__WORK ORDER__:
Collect the lines of the entries where "VUID" shows up.

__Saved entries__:
########################################

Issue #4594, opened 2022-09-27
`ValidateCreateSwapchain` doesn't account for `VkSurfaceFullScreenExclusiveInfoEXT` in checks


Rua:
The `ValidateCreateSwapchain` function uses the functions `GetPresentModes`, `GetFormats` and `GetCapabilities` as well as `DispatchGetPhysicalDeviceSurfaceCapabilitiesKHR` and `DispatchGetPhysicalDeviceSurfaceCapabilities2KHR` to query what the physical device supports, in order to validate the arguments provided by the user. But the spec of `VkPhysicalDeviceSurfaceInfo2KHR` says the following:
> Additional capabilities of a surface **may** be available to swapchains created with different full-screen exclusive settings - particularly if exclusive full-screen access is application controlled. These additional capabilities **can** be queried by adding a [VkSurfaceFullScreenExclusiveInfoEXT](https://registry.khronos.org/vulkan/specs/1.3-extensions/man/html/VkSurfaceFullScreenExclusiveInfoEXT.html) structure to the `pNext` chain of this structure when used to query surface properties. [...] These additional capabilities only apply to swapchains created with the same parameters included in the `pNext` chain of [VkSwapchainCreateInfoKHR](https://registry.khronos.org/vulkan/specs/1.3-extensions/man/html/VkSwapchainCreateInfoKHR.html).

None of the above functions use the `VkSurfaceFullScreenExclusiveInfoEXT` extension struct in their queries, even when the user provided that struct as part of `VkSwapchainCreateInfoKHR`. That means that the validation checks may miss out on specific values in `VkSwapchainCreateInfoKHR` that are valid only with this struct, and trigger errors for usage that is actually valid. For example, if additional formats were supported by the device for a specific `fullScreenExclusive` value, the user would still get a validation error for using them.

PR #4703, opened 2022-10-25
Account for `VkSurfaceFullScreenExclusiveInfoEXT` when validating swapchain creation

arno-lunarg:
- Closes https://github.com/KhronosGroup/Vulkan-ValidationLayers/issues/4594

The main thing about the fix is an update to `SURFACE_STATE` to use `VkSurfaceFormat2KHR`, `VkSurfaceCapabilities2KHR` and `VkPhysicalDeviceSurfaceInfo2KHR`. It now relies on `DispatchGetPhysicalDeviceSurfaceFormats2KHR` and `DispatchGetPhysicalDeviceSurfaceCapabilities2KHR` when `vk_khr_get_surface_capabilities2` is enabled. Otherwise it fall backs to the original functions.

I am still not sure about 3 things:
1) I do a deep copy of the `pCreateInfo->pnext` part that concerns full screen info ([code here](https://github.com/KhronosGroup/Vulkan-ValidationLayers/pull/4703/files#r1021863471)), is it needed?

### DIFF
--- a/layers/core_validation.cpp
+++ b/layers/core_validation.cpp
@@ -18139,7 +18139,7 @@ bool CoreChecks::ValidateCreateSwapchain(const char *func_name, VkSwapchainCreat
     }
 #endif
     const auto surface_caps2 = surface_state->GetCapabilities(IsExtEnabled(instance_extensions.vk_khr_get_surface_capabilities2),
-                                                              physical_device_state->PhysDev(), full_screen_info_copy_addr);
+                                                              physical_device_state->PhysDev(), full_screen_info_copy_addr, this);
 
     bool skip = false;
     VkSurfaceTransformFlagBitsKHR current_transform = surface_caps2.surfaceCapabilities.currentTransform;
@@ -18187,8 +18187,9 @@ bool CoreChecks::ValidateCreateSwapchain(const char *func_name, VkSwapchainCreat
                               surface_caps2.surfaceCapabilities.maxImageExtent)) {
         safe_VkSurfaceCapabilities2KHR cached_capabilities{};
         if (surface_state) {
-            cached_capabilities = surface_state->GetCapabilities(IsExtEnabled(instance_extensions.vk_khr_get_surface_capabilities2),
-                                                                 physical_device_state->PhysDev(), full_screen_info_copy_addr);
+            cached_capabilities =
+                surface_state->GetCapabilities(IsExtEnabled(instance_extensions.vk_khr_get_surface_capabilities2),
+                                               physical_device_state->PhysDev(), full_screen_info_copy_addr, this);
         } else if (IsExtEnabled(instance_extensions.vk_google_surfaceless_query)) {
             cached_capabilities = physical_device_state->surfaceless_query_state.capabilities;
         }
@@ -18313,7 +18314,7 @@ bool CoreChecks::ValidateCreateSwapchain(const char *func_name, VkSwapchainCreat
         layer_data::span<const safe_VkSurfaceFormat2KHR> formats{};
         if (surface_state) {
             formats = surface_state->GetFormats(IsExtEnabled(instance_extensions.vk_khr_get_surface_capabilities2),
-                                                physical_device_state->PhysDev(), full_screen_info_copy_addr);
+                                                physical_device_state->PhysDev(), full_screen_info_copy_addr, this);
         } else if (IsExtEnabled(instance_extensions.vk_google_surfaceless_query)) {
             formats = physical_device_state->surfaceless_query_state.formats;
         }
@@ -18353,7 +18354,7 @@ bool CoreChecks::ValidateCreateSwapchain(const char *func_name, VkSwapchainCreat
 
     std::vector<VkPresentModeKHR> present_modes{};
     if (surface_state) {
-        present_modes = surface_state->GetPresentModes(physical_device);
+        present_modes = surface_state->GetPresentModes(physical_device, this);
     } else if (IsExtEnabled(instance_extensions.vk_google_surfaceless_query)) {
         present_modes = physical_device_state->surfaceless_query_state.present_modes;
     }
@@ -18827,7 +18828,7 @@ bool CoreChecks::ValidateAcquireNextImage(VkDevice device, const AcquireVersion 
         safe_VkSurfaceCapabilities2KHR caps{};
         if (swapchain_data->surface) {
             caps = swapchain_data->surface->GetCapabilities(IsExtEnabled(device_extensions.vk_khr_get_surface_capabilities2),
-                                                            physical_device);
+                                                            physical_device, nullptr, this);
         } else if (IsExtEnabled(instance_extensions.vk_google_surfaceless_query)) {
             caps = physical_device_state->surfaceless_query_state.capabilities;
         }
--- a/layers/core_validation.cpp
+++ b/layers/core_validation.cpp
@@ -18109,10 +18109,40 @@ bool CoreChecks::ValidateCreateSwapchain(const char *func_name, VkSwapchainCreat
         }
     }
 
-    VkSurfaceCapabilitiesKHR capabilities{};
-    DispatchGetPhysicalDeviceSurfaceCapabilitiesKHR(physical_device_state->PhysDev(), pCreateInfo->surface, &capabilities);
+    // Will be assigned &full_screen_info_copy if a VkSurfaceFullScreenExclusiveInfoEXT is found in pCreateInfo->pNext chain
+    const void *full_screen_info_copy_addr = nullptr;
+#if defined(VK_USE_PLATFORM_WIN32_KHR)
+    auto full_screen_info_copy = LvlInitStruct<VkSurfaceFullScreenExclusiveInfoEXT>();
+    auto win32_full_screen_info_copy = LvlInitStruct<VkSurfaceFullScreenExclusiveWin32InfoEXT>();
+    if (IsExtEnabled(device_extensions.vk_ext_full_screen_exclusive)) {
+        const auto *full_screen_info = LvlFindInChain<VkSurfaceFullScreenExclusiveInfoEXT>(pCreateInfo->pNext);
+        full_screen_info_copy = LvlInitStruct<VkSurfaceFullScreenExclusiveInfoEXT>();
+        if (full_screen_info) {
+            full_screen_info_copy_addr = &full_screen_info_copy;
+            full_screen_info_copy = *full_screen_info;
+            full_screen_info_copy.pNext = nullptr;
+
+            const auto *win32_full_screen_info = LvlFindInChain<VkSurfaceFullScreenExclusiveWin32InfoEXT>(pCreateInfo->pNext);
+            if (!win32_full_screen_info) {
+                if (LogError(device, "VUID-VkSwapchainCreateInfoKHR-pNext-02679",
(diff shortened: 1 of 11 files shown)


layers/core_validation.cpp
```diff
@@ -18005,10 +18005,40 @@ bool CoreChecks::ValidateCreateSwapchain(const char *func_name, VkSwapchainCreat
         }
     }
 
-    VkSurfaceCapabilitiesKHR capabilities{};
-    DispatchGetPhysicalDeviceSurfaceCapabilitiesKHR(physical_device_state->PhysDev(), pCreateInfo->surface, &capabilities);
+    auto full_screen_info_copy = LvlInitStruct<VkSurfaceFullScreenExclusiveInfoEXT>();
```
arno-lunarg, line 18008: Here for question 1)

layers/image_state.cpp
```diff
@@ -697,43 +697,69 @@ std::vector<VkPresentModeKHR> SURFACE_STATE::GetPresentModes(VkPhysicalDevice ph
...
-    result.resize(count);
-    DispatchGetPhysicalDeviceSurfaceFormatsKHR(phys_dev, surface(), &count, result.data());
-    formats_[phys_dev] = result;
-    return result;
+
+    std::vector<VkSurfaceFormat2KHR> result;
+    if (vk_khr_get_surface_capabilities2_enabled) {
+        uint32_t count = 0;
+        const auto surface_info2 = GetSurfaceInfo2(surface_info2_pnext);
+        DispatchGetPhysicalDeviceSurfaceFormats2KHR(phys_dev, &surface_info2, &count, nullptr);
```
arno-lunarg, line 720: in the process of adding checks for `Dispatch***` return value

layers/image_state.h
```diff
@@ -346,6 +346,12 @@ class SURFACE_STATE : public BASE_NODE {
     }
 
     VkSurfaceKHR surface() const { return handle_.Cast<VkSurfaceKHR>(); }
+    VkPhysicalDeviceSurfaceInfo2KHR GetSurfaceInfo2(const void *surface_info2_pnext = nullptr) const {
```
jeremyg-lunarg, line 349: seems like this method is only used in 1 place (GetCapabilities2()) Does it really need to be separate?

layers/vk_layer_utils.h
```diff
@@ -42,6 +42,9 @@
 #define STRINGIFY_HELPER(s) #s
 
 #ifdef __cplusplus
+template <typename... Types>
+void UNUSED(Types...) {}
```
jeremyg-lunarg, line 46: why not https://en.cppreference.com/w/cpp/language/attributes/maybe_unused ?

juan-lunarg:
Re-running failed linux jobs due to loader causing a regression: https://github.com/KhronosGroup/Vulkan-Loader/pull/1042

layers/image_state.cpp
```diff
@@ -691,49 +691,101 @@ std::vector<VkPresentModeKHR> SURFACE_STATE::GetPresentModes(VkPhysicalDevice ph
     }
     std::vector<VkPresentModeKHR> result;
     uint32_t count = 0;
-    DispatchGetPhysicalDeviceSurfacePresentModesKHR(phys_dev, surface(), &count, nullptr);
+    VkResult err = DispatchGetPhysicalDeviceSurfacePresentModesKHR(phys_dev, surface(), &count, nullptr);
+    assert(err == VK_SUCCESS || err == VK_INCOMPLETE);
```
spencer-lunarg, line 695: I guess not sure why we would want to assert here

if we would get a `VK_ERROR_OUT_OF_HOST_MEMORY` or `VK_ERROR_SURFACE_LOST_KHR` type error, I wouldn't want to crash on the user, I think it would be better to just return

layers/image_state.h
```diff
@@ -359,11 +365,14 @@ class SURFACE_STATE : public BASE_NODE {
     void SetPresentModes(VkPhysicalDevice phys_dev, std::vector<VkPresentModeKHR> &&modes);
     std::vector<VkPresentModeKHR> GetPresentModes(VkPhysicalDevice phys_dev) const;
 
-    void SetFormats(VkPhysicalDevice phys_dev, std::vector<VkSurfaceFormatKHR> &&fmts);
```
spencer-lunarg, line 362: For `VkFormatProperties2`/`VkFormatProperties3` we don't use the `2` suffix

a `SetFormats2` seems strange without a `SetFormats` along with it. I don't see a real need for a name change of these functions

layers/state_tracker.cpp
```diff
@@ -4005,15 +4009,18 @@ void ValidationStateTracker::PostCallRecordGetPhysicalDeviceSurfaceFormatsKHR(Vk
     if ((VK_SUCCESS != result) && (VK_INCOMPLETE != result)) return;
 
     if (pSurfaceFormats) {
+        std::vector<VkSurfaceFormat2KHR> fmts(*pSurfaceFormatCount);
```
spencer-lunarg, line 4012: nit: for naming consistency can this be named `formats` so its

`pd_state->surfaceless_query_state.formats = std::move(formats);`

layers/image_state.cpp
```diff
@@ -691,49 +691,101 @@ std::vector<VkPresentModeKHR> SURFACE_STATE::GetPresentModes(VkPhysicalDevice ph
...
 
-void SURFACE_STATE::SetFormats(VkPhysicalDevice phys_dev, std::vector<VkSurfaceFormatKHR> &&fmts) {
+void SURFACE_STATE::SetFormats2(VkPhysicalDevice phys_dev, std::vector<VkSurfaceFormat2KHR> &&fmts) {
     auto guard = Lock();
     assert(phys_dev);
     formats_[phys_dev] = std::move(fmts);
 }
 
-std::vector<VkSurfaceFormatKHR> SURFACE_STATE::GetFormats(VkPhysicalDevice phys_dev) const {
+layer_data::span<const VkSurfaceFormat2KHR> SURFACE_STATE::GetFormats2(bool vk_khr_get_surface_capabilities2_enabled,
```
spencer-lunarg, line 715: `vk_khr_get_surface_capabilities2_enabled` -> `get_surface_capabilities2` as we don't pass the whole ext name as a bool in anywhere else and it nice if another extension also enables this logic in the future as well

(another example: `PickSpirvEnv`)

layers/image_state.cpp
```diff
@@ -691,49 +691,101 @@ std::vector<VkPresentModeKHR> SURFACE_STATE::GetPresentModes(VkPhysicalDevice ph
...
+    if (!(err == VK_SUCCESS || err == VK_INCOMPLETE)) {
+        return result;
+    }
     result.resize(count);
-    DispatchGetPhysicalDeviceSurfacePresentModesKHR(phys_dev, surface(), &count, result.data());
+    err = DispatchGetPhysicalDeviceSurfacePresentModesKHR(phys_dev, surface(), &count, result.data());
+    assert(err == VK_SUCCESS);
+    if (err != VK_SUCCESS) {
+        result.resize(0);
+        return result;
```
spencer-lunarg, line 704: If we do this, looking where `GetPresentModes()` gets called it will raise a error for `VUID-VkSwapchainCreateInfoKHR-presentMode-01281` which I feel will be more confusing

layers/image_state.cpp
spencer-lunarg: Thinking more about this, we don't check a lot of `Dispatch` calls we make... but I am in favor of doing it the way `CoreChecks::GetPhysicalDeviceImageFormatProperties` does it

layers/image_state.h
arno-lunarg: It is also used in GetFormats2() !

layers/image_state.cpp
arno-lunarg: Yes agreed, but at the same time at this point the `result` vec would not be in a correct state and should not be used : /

########################################

__ANSWER SECTION__:
+                if (LogError(device, "VUID-VkSwapchainCreateInfoKHR-pNext-02679",
spencer-lunarg, line 704: If we do this, looking where `GetPresentModes()` gets called it will raise a error for `VUID-VkSwapchainCreateInfoKHR-presentMode-01281` which I feel will be more confusing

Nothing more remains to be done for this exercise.